The music of the Adagio, which beats with the gentlest of pulses, has some lovely string playing; in particular there’s a brief but telling solo for cello at 5:21 that’s echoed – most discreetly – by the organ. Those soft gong-strokes, Angelus-like, are superbly caught by the Oehms team, who have also made the CD layer sound remarkably airy and detailed. That said, the Super Audio one adds that extra bit of realism to the music-making, especially when it comes to relaying the hall’s acoustic ‘signature’ and the subtleties of instrumental colour and timbre.

The Allegro vivace has a clarity and bounce that’s most appealing too – no hint of churchly gloom or whiff of incense here, especially in those trenchant timp figures – but for the first time the material seems just a little threadbare. I suppose one needs to remember this is the composer’s Op. 1 after all – Eben was just 24 when he wrote this concerto – but that certainly doesn’t diminish my admiration for the work as a whole. And when it’s this well played and recorded there’s precious little to criticise, really.

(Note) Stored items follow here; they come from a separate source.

PR #185, opened 2025-05-09
Fix ordering of mailbox_write and semaphore_post in unpack_get_tile

amahmudTT:
### Ticket
https://github.com/tenstorrent/tt-metal/issues/19201

### Problem description
The unpacker in _llk_unpack_get_tile function used to do mailbox_writes and then post (increment) a semaphore. It is possible for math and pack thread to read the mailboxes and try to get (decrement) a semaphore which is already zero, thus dropping the decrements. Then later on in _llk_unpack_release_tile the unpacker would wait for the semaphore to be zero, but since the decrements were dropped it would get stuck.

### What's changed
The order of doing the mailbox write and semaphore post has been changed, so the packer and math thread would only try to decrement the semaphore after the sempahore post since that happens before the mailbox write now which will happen before packer and math thread can decrement since their execution is depedent on the mailbox read.

### Type of change

- [ ] Documentation update

### Checklist

### DIFF
--- a/tt_llk_blackhole/llk_lib/llk_unpack_common.h
+++ b/tt_llk_blackhole/llk_lib/llk_unpack_common.h
@@ -40,14 +40,14 @@ inline void _llk_unpack_get_tile_(std::uint32_t address, std::uint32_t *p_tile)
 
     if constexpr (mail2math)
     {
-        mailbox_write(ThreadId::MathThreadId, byte_address);
         semaphore_post(semaphore::UNPACK_OPERAND_SYNC);
+        mailbox_write(ThreadId::MathThreadId, byte_address);
     }
 
     if constexpr (mail2pack)
     {
-        mailbox_write(ThreadId::PackThreadId, byte_address);
         semaphore_post(semaphore::UNPACK_OPERAND_SYNC);
+        mailbox_write(ThreadId::PackThreadId, byte_address);
     }
 
     *p_tile = byte_address;
--- a/tt_llk_wormhole_b0/llk_lib/llk_unpack_common.h
+++ b/tt_llk_wormhole_b0/llk_lib/llk_unpack_common.h
@@ -41,14 +41,14 @@ inline void _llk_unpack_get_tile_(std::uint32_t address, std::uint32_t *p_tile)
 
     if constexpr (mail2math)
     {
-        mailbox_write(ThreadId::MathThreadId, byte_address);
         semaphore_post(semaphore::UNPACK_OPERAND_SYNC);
+        mailbox_write(ThreadId::MathThreadId, byte_address);
     }
 
     if constexpr (mail2pack)
     {
-        mailbox_write(ThreadId::PackThreadId, byte_address);
         semaphore_post(semaphore::UNPACK_OPERAND_SYNC);
+        mailbox_write(ThreadId::PackThreadId, byte_address);
     }
 
     *p_tile = byte_address;


amahmudTT:
In SDPA where the core where this issue happens is supposed to dictate some form of data flow for other cores, this would cause other cores to starve of data and eventually hang in different places due to instruction buffer getting filled up. @jbaumanTT and Marco debugged it and John came up with this fix and it seems that we do not see any hangs with SDPA as of now.

nvelickovicTT (approved):

pcawleyTT:
If I’m following along correctly, the crux of the problem is: prior to this PR, the following interleaving of events is possible between two threads:

|Step|Unpack thread|Math thread (ditto pack thread)|
|--:|---|---|
|1|Assuming semaphore is zero||
|2|Mailbox write||
|3||Mailbox read|
|4||Semaphore decrement|
|5|Semaphore increment||
|6|Wait for semaphore equal to 0||

> **Quick aside:** if this was code running on the host CPU, it would be easy to suggest why this interleaving could occur: the thread on the left suffers an interrupt, the OS decides to deschedule it for a bit, and during its downtime, the other thread runs. The baby RISCV cores don’t have interrupts nor an OS, so a different scenario needs suggesting - maybe the thread on the left suffered an icache miss and then extreme contention on L1 meant it took 100 cycles for the instruction fetch to complete, maybe the thread on the left had its branch predictor predict a branch where there was none and dealing with that mispredict cost some cycles, maybe the thread on the left was having a debugger attach to it and pause it. In the end, the exact cause doesn’t matter, but those are some plausible causes.

**Why is this interleaving problematic?** Because “semaphore decrement” isn’t `atomic { while (semaphore == 0) { wait; } semaphore -= 1; }` or even just `atomic{ semaphore -= 1 }`, but instead `atomic{ if (semaphore != 0) semaphore -= 1 }` , so if the semaphore is zero at step 4, it’ll stay at zero, then step 5 increments it, then step 6 waits forever.

I can see three potential solutions:
1. Ensure that this particular interleaving cannot happen.
2. Change how semaphores are used here, and initialise the semaphore to say `8`, so step 1 is assuming `semaphore == 8` and step 6 is waiting for `semaphore == 8`.
3. Don’t use semaphores here, and use a different synchronisation mechanism instead (for example a mailbox going in the other direction).

This PR takes solution number 1: swapping the order of the mailbox write and the semaphore increment in the source code _should_ make this interleaving impossible, as then the unpack thread should do the semaphore increment before the mailbox write, the math thread can’t complete its mailbox read until after the mailbox write, and then the math thread can’t do its semaphore decrement until after the mailbox read completes (by which point we know `semaphore != 0`, as the decrement happens after the increment). I say _should_, because you really need to get in to the details to upgrade _should_ to _certainly will_: the baby RISCV cores can, in certain scenarios, perform store instructions out of order - if there are Tensix threads executing Tensix instructions on the sync unit, then the RISCV semaphore increment could take a very long time to happen, and if that was the case, even if the machine code says `store for semaphore increment; store for mailbox write` then the two stores could still happen in the reverse (i.e. problematic) order. Given the context, it is probably OK, as there’s probably not enough contention on the sync unit to cause a problem. That said, once you’ve spent enough time chasing down race conditions of this form, then being 99.99% certain that things are now fixed isn’t good enough, as you know that the 0.01% might come back to bite you in the future.

Perhaps you can convince yourself that the 99.99% is in fact 100%, on the grounds that the Tensix sync unit isn't going to be doing much when the relevant code runs. If you can't convince yourself of that, then the alternative is to start being serious about [memory ordering](https://github.com/tenstorrent/tt-isa-documentation/blob/main/WormholeB0/TensixTile/BabyRISCV/MemoryOrdering.md). Wormhole doesn't have a functional `fence` instruction, so at least there we can't appeal to the semantics of `fence` to get what we want. Instead I'd suggest this handy little collection of subtle functions for the baby RISCV cores:
```c
#include <stdint.h>

// If `x` is the result of loading from memory, placing `consume_discard(x)` somewhere
// will ensure that code after `consume_discard(x)` doesn't start until the load is complete.
#define consume_discard(x) __asm volatile("andi x0, %0, 0" : : "r"((x)) : "memory")

// `consume_discard_pair(x, y)` is like `consume_discard(x); consume_discard(y)` but
// does its work in a single instruction rather than two.
#define consume_discard_pair(x, y) __asm volatile("and x0, %0, %1" : : "r"((x)), "r"((y)) : "memory")

// This function always returns zero, but does so in a way which makes the CPU think that
// the value of x is required to come up with that zero. That zero can then be incorporated in
// to some other computation, and the CPU will think that said computation depends on x.
static inline __attribute__((always_inline))
uint32_t depend_as_zero(uint32_t x) {
  uint32_t result;
  __asm("andi %0, %1, 0" : "=r"(result) : "r"(x));
  return result;
}

// This function stores a value to memory, and then immediately reads it back. This initially
// looks pointless, but turns out to be very useful for memory ordering: the load result will
// not be available until the store has completed.
static inline __attribute__((always_inline))
uint32_t store_then_load(uint32_t* addr, uint32_t to_store) {
  uint32_t result;
  __asm volatile("sw %2, %1; lw %0, %1" : "=r"(result) : "m"(*addr), "r"(to_store));
  return result;
}
```

Given these guys, if you want to be confident that a semaphore increment happens before a mailbox write, then you've got a few options:
```c
// Option 1:
uint32_t sem_tmp = store_then_load(&pc_buf_base[PC_BUF_SEMAPHORE_BASE + semaphore::UNPACK_OPERAND_SYNC], 0);
consume_discard(sem_tmp);
mailbox_write(ThreadId::MathThreadId, byte_address);

// Option 2:
uint32_t sem_tmp = store_then_load(&pc_buf_base[PC_BUF_SEMAPHORE_BASE + semaphore::UNPACK_OPERAND_SYNC], 0);
mailbox_write(ThreadId::MathThreadId, byte_address | depend_as_zero(sem_tmp));

// Variant on option 1 when there are two increments of the same semaphore:
if constexpr (mail2math || mail2pack) {
  if constexpr (mail2math && mail2pack) semaphore_post(semaphore::UNPACK_OPERAND_SYNC);
  uint32_t sem_tmp = store_then_load(&pc_buf_base[PC_BUF_SEMAPHORE_BASE + 
  semaphore::UNPACK_OPERAND_SYNC], 0);
  consume_discard(sem_tmp);
  if constexpr (mail2math) mailbox_write(ThreadId::MathThreadId, byte_address);
  if constexpr (mail2pack) mailbox_write(ThreadId::PackThreadId, byte_address);
}
```

On Blackhole you might instead be able to just throw down an appropriate `fence` instruction.

nvelickovicTT:
> even if the machine code says `store for semaphore increment; store for mailbox write` then the two stores could still happen in the reverse (i.e. problematic) order.

@pcawleyTT I think even if this happens it should still be fine, since the `semaphore increment` and `semaphore decrement `will execute in the right order, ensured by the fact that they are executed by the same EXU which can only execute in-order.
And the hypothesis of the hang is that these got inverted and caused silent miss of the decrement.

pcawleyTT:
> @pcawleyTT I think even if this happens it should still be fine, since the `semaphore increment` and `semaphore decrement `will execute in the right order, ensured by the fact that they are executed by the same EXU and are in instruction buffer which can only execute in-order.

I disagree with this statement, as these are semaphore manipulations performed via the RISCV MMIO interface, rather than semaphore manipulations performed via Tensix instructions (and hence there's no instruction buffer in play). If they _were_ Tensix instructions, then there'd still be no guarantee, as the increment and decrement are performed by different threads, and the in-order properties of an instruction buffer only apply to each thread individually.

For reference, the sync exu is arbitrating six in-order input streams:
1. Tensix instructions from thread 0
2. Semaphore MMIO from TRISC 0
3. Tensix instructions from thread 1
4. Semaphore MMIO from TRISC 1
5. Tensix instructions from thread 2
6. Semaphore MMIO from TRISC 2

The arbitration scheme is:
- Fair arbitration of:
  - Unfair arbitration of:
    - Tensix instructions from thread 0 (always have priority)
    - Semaphore MMIO from TRISC 0
  - Unfair arbitration of:
    - Tensix instructions from thread 1 (always have priority)
    - Semaphore MMIO from TRISC 1
  - Unfair arbitration of:
    - Tensix instructions from thread 2 (always have priority)
    - Semaphore MMIO from TRISC 2

Due to the unfair arbitration, semaphore MMIO can be starved.

nvelickovicTT:
Ahh I see. Thanks for the clarifications, that makes sense.
It seems to me, if we stick with semaphores approach, the only 100% solution is to add wait on zero before decrementing, and wait on max before incrementing to the synchronization mechanism.
Otherwise, it's just a different degree of probability for things to go wrong.

pcawleyTT:
> the only 100% solution is to add wait on zero before decrementing

Alas, that's not a fix in this case, as there are two threads both doing a decrement on the same semaphore, so you can get this interleaving on the decrement threads:
|Step|Math thread|Pack thread|
|---|---|---|
|1|`while (semaphore == 0) wait;`||
|2||`while (semaphore == 0) wait;`|
|3||decrement semaphore|
|4|decrement semaphore||

amahmudTT:
All BH post commits pass. 
https://github.com/tenstorrent/tt-metal/actions/runs/14973991881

I first enountered Eben’s music on a trumpet and organ collection, in which his Okna (Windows) blaze with spectacular intensity - review. It’s a much more extrovert piece from 1976 – the composer at the height of his powers – and it does make the organ concerto seem a little bland by comparison. But make no mistake, the latter is still a remarkably assured piece, chockful of magical moments. The liner-notes – including numerous musical examples – are extremely detailed and the English translation is perfectly adequate. Indeed, every aspect of this new release, from performance to packaging, exudes quality. A must for Eben aficionados and inquisitive listeners alike.